**Action item**
The answer must consist of every line from the entries that holds the word "with".

**Source data**
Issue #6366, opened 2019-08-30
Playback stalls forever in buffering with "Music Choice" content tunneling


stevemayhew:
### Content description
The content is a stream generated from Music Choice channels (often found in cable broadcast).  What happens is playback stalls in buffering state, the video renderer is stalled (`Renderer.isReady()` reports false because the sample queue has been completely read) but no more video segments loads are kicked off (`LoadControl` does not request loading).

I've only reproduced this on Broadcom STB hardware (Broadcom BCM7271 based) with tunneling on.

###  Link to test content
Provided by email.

**Response to this task**
Playback stalls forever in buffering with "Music Choice" content tunneling
I've only reproduced this on Broadcom STB hardware (Broadcom BCM7271 based) with tunneling on.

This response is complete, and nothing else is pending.